PR #152, opened 2021-06-15
Allow setting different notification handling logic for specific events

lirossarvet:
NOTE: I still intend to write some tests for this! I just wanted to solicit feedback on the overall approach and if there's a desire for it first.

@ajvondrak and I were chatting on Pollinators about my desire to be able to customize how Honeycomb adds fields from the ActiveSupport::Notification payload. For example, `perform.active_job` passes a job object so when it gets serialized for tracing becomes `#<MyCoolJob:0x0000560f94402f28>` which is only so helpful. I would, personally, get more benefit if I could just add the class or even break it into distinct pieces, like pulling `enqueued_at` out or the job ID, or ignoring it outright :D 
If the desire is just to remove a field, this *can* be done with the `presend_hook` handler. However, that has a couple of small problems. 

1) it can only remove the data
2) `presend_hook` can quickly grow unwieldy. While other options exist that can help break it into more digestible chunks, such as a Hash (though I hazard that many people go for `case` blocks or `if`/`elsif` blocks:

```ruby
SCRUBBER_CLASSES = {
  "sql.active_record" => ActiveRecordFieldScrubber
}
SCRUBBER_CLASSES.default = DefaultFieldScrubber

config.presend_hook do |fields|
  SCRUBBER_CLASSES[fields["name"]].scrub(fields)
end
```

This is all well and good for scrubbing or modifying _based on what Honeycomb serializes_, but less so if you want to change how or what the raw data is serialized into.

Admittedly, again, I could implement the same or something similar as what is done in the ActiveSupport integration provided. However, it seems like it would be nice to let people piggyback off of the complex part you've all solved for us already and just do something else. I could even see a similar world to this PR where the custom handler function returns a Hash of fields that are then handled by the honeycomb integration. 

This isn't a make-or-break feature request by any means. It's just something I've encountered and thought "huh, wish I could change this, just a little." I'm happy to be told this is overthinking or not really a problem, or complexity for complexity's sake, which means I can happily run my fork or something if I desperately want to, touching no files but this one so I can always stay up to date.


lirossarvet:
Sidenote but related: it might be nice to include something like this in the docs for the ruby beeline to help people get a testable presend hook. Doesn't have to be what I had! Could be more barebones.

```ruby
class HoneycombPresendHookHandler
  def self.call(fields)
    SCRUBBER_CLASSES[fields["name"]].scrub(fields)
    
    # some other cleanup things, maybe other classes that deal with certain
    # data that gets added conditionally or something
  end
end
```

lirossarvet:
Shoot, also meant to post my little test script I threw together

```ruby
require "bundler/inline"

ENV["HONEYCOMB_INTEGRATIONS"] = "active_support"

gemfile do
  source 'https://rubygems.org'

  gem "activesupport", "~> 5.2"
  gem "honeycomb-beeline", git: "https://github.com/lirossarvet/beeline-ruby", branch: "adjust-activesupport-handlers"
end

  config.write_key = ENV["HONEYCOMB_WRITEKEY"]
  config.dataset = "rails-test"

  config.on_notification_event do |name, span, payload|
    span.add_field("override_default_handling.go", payload[:value])
  end

  config.notification_events = ["mine.test_event", "mine.whatever"]
  config.register_notification_handler("mine.other_event") do |name, span, payload|
    span.add_field("#{name}.nice", payload[:value].to_i(16))
  end
end

def test_event
  ActiveSupport::Notifications.instrument "mine.test_event", value: rand(100).to_s(16) do
    sleep 0.1
  end
end

def other_event
  ActiveSupport::Notifications.instrument "mine.other_event", value: rand(100).to_s(16) do
    sleep 0.1
  end
end

def default_handling
  ActiveSupport::Notifications.instrument "mine.whatever", value: rand(100).to_s(16) do
    sleep 0.1
  end
end

def unsubscribed
  ActiveSupport::Notifications.instrument "mine.never_subbed", value: rand(100).to_s(16) do
    sleep 0.1
  end
end

test_event
other_event
default_handling
unsubscribed

sleep 2
```

ajvondrak (commented):
Good work on the quick PR! 👀 

Looking over the implementation, I find it unintuitive that these new handlers are maintained separately. 🤔

Currently:
1. `config.notification_events` = subscribe to all of these events
2. `config.on_notification_event` = handle events (given above) with this block
3. If `config.on_notification_event` is missing, the default is to add each field from the `payload` to the `span` prefixed by `name`

The way this PR structures it, `config.register_notification_handler` subverts both configurations: it subscribes to separate events and uses a separate handler.

In my mind, this `register_*` hook is actually more similar to the `on_*` hook than it is different. It's like `on_notification_event` is "global", and `register_notification_handler` is parameterized on the event name (which I think also renders the block's `name` argument redundant). Makes me think they should actually be the same API.

So I was imagining it more like this:

```diff
diff --git a/lib/honeycomb/integrations/active_support.rb b/lib/honeycomb/integrations/active_support.rb
index fb362f6..91b5eff 100644
--- a/lib/honeycomb/integrations/active_support.rb
+++ b/lib/honeycomb/integrations/active_support.rb
@@ -21,17 +21,20 @@ def after_initialize(client)
         end
       end
 
-      def on_notification_event(&hook)
-        if block_given?
-          @on_notification_event = hook
+      def on_notification_event(name = nil, &hook)
+        @handlers ||= {}
+        if name
+          @handlers[name] = hook
         else
-          @on_notification_event
+          @default_handler = hook
         end
       end
 
       def handle_notification_event(name, span, payload)
-        if on_notification_event
-          on_notification_event.call(name, span, payload)
+        if @handlers && @handlers[name]
+          @handlers[name].call(span, payload)
+        elsif @default_handler
+          @default_handler.call(name, span, payload)
         else
           payload.each do |key, value|
             # Make ActionController::Parameters parseable by libhoney.
```

Then:

```ruby
  # This is still the exact set of events the handler subscribes to.
  config.notification_events = ["a", "b"]

  # This (optionally) overrides the default payload.each { span.add } handler.
  config.on_notification_event do |name, span, payload|
    span.add_field("#{name}.payload", payload)
  end

  # This takes precedence over the default handler (overridden or not)
  # specifically for the "a" event.
  config.on_notification_event("a") do |span, payload|
    span.add_field("a.payload", payload[:value])
  end
end
```
What do you think?

martin308 (commented):
I think I pretty much agree with @ajvondrak comments 👍

lirossarvet:
@ajvondrak @martin308 thanks for the feedback! I'll try to take a look later today or tomorrow.

robbkidd:
I'm intrigued. My interest will be in how the updated API feels and in test coverage for the customized handling.

robbkidd (changes requested):
I'm intrigued. My interest will be in how the updated API feels and in test coverage for the customized handling.

- Experiment with the shape of the API per @ajvondrak's recommendations
- Tests!
- Stretch goal: some draft examples of using the new customized handlers (at least in comments on the PR)

lirossarvet:
> thanks for the feedback! I'll try to take a look later today or tomorrow.

Okay so that obviously didn't happen. This is now my weekend project 😅 Sorry about the back and forth and delays on that.

robbkidd:
@lirossarvet Noooo worries! Thank you for your interest and engagement. It's OK to spend the time to make it feel good _and_ keep up with the rest of Life.

robbkidd:
@lirossarvet Also, you might be interested in rebasing against main. It's got some improvements to CI (clearer job names, hopefully better test result reporting, and judicious caching of dependencies) that could be helpful.

lirossarvet:
@robbkidd Okay! So I settled around most of @ajvondrak's API. The main difference is making the block `on_notification_event` accepts always use 3 arguments. Even though someone could in theory know the name of the instrumented event name, I think it's safer to keep those consistent. Additionally, someone might reuse a class and not really know what it is:

```ruby
class CoolStuff
  def self.sanitize(name, span, payload)
    payload.each do |k, v|
      span.add_field("#{name}.#{k}", v.to_s.gsub(/a-zA-Z/, '')
    end
  end
end

  config.on_notification_event('sql.active_record', CoolStuff.method(:call))
end
```

This is a terribly example, but it illustrates a possible use-case. Additionally, I made it so that you don't *have* to put specific events into the `notification_events` array.

I also did a little refactoring in the active support integration around only creating the default handler block once and using `Hash#fetch`; definitely let me know if that as out of bounds, though.

robbkidd:
> ... only creating the default handler block once and using `Hash#fetch`

😍   I love me some `Hash#fetch`. This is in the hopper for review soon.

ajvondrak:
> The main difference is making the block `on_notification_event` accepts always use 3 arguments. Even though someone could in theory know the name of the instrumented event name, I think it's safer to keep those consistent. Additionally, someone might reuse a class and not really know what it is:

Sensible enough. 👍

spec/honeycomb/integrations/active_support_spec.rb
```diff
@@ -133,7 +133,91 @@
...
+              hash_including("name" => "honeycomb.test_event", "the_hive" => "queen"),
+            ],
+          )
+        end
+        # rubocop:enable Metrics/LineLength
+      end
+    end
+
     describe "pass ActionController::Parameters as hash" do
+      require "action_controller"
```
ajvondrak, line 219: 🤨 Seems suspicious that this needs to be `require`d manually. Would it not have failed in CI?

spec/honeycomb/integrations/active_support_spec.rb
```diff
@@ -133,7 +133,91 @@
       end
     end
 
+    describe "custom notifications with event specific handler hook" do
+      let(:libhoney_client) { Libhoney::TestClient.new }
+      let(:configuration) do
+        Honeycomb::Configuration.new.tap do |config|
+          config.client = libhoney_client
+          config.notification_events = ["honeycomb.nonspecific_event"]
+          # rubocop:disable Metrics/LineLength
```
ajvondrak, line 142: If I'm picking nits, it seems like there's an awful lot of `rubocop:disable`s around this PR, especially since there are only 2 other disables in the rest of the code base:
```console
$ rg 'rubocop:disable'
spec/honeycomb/client_spec.rb
169:      # rubocop:disable Style/SymbolProc
180:        # rubocop:disable Style/SymbolProc
```
Seems like a signal that the code should be changed. But then, I'm a stickler for following rubocop - possibly more than others consider healthy. Also, I realize the lines are just gonna kind of run long with all the parameters n shit, so. 🤷

lirossarvet:
I'll rebase this again to get it up to date. If it all looks good and you're fine with the API, I'll write up the examples you asked for :) I just didn't want to do it then have to change the API again and make the examples again 👯

ajvondrak (commented):
Nooice

Looks solid. Dunno how others feel about `|`-ing together the `notification_events` and the custom handlers, but it's defensible.

spec/honeycomb/integrations/active_support_spec.rb
lirossarvet: Yeah, I am also usually a stickler for following rubocop more strictly than some. I also take it a little easier on things like LineLength or ClassLength in spec files, though. I felt like these would've been _less_ readable if split onto multiple lines somehow, especially with the wanting to keep the block params having useful names. However, happy to try to find a way to appease Rubocop without telling it to go away.

spec/honeycomb/integrations/active_support_spec.rb
lirossarvet: Heh. I don't think it'll fail CI because CI will run `BUNDLE_GEMFILE=rails_52.gemfile bundle exec rspec` and I was just running this _specific_ file which didn't include action controller. I am happy to remove it since it was mainly a "local testing just this file" kind of thing.

lirossarvet:
> Dunno how others feel about |-ing together the notification_events and the custom handlers, but it's defensible.

Totally hear you! Let me at least lay out my reasons. It seemed...weird to require someone to put it in a list of notification_events Honeycomb is tracking if they've already explicitly done `on_notification_event("event.name")`. Clearly they wanted to track it. I can change how we combine them if you're uncomfortable with the Array union. It is, in effect, the same as if I'd done:

```ruby
[ *notification_events, *active_support_handlers.keys].uniq
```

ajvondrak:
> I can change how we combine them if you're uncomfortable with the Array union

Oh, I'm fine with Array union. I was just more commenting on how `config.notification_events` isn't a "source of truth" if it gets amended elsewhere, that's all. You'd look at one config option and go "okay, I'm subscribing to events A, B, C" but another config option might be like "but also D, E, F". As you say, though, `config.on_notification_event(X)` is explicit in itself, so maybe parroting `X` in `config.notification_events` isn't really that worthwhile.

spec/honeycomb/integrations/active_support_spec.rb
ajvondrak: > I also take it a little easier on things like LineLength or ClassLength in spec files

For sure.

> I felt like these would've been _less_ readable if split onto multiple lines somehow, especially with the wanting to keep the block params having useful names

Yeah, I think that's probably right. And then `ActiveSupport::Notifications` doesn't help much with its already-long name. 😂

robbkidd: > ActiveSupport::Notifications doesn't help much with its already-long name.

Holy cats, it does not.

I nerfed the line length cop in a spec recently for readability, too, so I feel like we've got a precedent, at least for specs. I think I might prefer slightly that these be one-liner disables at the end of a long line (making it longer 🤦🏻 ) instead of multi-line, but ... not a blocker.

I'll allow it!

spec/honeycomb/integrations/active_support_spec.rb
robbkidd: Yea. Someday I might revisit how the multi-dimensional venn diagram of the test suite is wired, but today is not that day.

## [DIRECTIONS]
Wherever a line in the data above holds the word "someone", copy that line.

## [RESULT OF THE TASK]
@robbkidd Okay! So I settled around most of @ajvondrak's API. The main difference is making the block `on_notification_event` accepts always use 3 arguments. Even though someone could in theory know the name of the instrumented event name, I think it's safer to keep those consistent. Additionally, someone might reuse a class and not really know what it is:
> The main difference is making the block `on_notification_event` accepts always use 3 arguments. Even though someone could in theory know the name of the instrumented event name, I think it's safer to keep those consistent. Additionally, someone might reuse a class and not really know what it is:
Totally hear you! Let me at least lay out my reasons. It seemed...weird to require someone to put it in a list of notification_events Honeycomb is tracking if they've already explicitly done `on_notification_event("event.name")`. Clearly they wanted to track it. I can change how we combine them if you're uncomfortable with the Array union. It is, in effect, the same as if I'd done:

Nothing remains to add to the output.